* Task objective:
Only one thing is required: the number of lines in the entries below that contain "pulumi".

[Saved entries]
PR #1332, opened 2025-01-30
Set gcloud auth permissions on each publish step 

guineveresaenger:
Followup to https://github.com/pulumi/ci-mgmt/pull/1331 which was supposed to fix https://github.com/pulumi/pulumi-gcp/issues/2919 but instead pushed the permissions problem up into the next parent Workflow.
Upshot is that the "invalid Workflow" error happens in a different file: https://github.com/pulumi/pulumi-gcp/actions/runs/13042448162/workflow#L101 

I believe this is all of the places where we need to tell Actions to inherit slightly elevated permissions.

### DIFF
--- a/provider-ci/internal/pkg/templates/bridged-provider/.github/workflows/main.yml
+++ b/provider-ci/internal/pkg/templates/bridged-provider/.github/workflows/main.yml
@@ -87,6 +87,9 @@ jobs:
     name: publish
     permissions:
       contents: write
+      #{{- if .Config.GCP }}#
+      id-token: write
+      #{{- end }}#
     needs:
       - prerequisites
       - build_provider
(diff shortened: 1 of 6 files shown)


provider-ci/internal/pkg/templates/bridged-provider/.github/workflows/main.yml
```diff
@@ -87,6 +87,9 @@ jobs:
     name: publish
     permissions:
       contents: write
+      #{{- if .Config.GCP }}#
+      id-token: write
+      #{{- end }}#
```
danielrbradley, line 92: Perhaps we could just enable this for every provider for the sake of consistency and less code path forks?

danielrbradley (approved):
Looks fine to me 👍

provider-ci/internal/pkg/templates/bridged-provider/.github/workflows/main.yml
guineveresaenger: For permissions a tighter scope is perhaps more advised? But I'll leave it up to your team! <3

* Exercise response:
2